DIRECTIONS |
Go through the listing below and output exactly the line with "PR #1649, opened 2026-07-21", the line with "- This device", and each line between; omit the rest.
● ● ● ● ● ● ●
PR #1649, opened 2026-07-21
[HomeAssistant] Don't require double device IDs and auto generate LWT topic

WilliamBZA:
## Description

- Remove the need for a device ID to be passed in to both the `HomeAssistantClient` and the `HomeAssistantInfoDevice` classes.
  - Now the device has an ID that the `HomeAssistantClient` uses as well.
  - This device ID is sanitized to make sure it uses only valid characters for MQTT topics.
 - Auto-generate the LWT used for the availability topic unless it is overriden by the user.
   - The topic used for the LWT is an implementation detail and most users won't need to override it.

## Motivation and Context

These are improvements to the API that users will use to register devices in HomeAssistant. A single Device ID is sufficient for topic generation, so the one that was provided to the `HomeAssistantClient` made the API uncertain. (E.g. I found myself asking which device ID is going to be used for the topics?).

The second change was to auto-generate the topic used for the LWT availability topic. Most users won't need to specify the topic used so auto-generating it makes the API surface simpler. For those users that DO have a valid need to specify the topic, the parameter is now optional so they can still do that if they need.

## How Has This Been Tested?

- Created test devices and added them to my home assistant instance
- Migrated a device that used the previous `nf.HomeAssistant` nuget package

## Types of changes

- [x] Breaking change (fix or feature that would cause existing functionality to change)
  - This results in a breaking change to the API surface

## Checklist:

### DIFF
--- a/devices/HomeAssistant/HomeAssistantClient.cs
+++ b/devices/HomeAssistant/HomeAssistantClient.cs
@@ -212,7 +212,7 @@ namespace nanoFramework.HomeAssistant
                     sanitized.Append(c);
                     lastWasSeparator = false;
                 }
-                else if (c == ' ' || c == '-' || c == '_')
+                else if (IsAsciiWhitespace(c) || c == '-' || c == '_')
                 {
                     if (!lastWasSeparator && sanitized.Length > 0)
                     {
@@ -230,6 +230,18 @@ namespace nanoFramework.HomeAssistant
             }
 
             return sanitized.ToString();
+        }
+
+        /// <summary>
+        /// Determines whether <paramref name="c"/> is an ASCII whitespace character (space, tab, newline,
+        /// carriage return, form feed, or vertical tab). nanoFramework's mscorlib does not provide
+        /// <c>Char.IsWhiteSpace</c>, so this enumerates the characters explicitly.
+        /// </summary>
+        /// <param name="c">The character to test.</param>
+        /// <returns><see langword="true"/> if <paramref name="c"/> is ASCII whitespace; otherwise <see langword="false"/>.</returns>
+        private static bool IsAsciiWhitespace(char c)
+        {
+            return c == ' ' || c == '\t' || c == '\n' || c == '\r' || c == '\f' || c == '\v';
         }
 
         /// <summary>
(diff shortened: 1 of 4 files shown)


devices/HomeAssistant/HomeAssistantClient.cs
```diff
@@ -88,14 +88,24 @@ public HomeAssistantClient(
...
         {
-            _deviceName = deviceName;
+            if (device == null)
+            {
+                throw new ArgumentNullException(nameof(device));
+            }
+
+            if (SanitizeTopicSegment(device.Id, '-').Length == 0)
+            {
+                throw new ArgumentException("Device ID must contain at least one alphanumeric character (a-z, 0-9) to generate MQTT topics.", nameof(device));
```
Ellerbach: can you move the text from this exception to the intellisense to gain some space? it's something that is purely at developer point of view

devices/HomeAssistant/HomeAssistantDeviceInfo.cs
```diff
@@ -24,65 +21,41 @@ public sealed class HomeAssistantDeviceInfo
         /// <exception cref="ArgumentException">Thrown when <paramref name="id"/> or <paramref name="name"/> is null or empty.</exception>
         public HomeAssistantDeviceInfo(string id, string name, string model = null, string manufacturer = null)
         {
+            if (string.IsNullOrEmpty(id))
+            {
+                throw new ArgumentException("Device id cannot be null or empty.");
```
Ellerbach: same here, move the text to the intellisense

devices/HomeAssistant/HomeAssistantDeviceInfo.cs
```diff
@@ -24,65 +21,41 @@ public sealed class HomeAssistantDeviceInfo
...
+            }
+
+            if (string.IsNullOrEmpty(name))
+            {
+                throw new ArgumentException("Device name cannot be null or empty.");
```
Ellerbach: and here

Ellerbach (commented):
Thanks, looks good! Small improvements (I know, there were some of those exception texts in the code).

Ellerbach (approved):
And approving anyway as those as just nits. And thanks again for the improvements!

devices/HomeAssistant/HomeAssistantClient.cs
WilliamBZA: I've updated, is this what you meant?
● ● ● ● ● ● ●
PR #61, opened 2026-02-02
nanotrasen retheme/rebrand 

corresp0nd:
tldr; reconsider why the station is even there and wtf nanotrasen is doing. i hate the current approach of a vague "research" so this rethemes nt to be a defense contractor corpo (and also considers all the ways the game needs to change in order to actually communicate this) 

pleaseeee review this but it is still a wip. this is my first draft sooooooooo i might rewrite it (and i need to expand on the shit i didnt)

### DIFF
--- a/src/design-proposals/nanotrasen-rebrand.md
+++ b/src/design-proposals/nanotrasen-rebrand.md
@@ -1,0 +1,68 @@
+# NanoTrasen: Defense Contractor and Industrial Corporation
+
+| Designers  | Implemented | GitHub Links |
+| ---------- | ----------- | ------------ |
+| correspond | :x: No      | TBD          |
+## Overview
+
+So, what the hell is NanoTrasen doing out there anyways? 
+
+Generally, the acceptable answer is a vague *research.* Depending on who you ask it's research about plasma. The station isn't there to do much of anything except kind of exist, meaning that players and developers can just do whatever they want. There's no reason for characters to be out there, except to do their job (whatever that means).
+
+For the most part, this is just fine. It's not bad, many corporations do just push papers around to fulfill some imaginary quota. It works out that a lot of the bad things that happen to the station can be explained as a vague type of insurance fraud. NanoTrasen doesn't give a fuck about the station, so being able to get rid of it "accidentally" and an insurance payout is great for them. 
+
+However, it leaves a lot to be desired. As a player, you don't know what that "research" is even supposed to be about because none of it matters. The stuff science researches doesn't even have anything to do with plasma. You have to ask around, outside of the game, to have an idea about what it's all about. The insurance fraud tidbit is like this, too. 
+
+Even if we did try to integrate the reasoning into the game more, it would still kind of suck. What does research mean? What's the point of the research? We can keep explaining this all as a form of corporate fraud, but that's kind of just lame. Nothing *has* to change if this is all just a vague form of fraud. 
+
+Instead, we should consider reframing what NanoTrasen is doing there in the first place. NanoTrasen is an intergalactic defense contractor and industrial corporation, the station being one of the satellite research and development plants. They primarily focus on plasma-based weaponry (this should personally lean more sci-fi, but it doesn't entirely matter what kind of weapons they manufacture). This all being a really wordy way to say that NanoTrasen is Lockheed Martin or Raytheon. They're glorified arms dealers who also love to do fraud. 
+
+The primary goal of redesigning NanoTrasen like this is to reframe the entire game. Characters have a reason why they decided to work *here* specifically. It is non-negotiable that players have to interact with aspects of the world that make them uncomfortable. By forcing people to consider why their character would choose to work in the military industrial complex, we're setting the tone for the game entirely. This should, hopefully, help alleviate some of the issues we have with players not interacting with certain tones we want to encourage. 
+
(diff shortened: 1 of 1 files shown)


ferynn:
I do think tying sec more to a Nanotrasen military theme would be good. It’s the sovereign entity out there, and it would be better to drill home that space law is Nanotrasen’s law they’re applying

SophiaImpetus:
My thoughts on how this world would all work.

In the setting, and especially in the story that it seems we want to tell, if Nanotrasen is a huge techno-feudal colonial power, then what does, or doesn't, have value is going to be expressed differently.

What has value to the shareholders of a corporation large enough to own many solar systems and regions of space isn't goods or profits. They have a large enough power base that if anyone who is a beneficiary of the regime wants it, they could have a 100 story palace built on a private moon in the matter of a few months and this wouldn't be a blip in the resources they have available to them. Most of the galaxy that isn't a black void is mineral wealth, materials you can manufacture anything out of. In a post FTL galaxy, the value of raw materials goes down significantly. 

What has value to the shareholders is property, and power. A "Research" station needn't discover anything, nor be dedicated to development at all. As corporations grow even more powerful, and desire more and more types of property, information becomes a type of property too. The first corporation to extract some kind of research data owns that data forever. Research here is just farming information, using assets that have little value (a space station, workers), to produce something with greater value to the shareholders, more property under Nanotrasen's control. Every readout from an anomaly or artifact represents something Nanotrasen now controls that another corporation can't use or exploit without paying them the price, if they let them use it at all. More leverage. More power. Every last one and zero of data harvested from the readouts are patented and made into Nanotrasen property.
● ● ● ● ● ● ●
RESULT FOR THIS TASK |
PR #1649, opened 2026-07-21
[HomeAssistant] Don't require double device IDs and auto generate LWT topic

WilliamBZA:
## Description

- Remove the need for a device ID to be passed in to both the `HomeAssistantClient` and the `HomeAssistantInfoDevice` classes.
  - Now the device has an ID that the `HomeAssistantClient` uses as well.
  - This device ID is sanitized to make sure it uses only valid characters for MQTT topics.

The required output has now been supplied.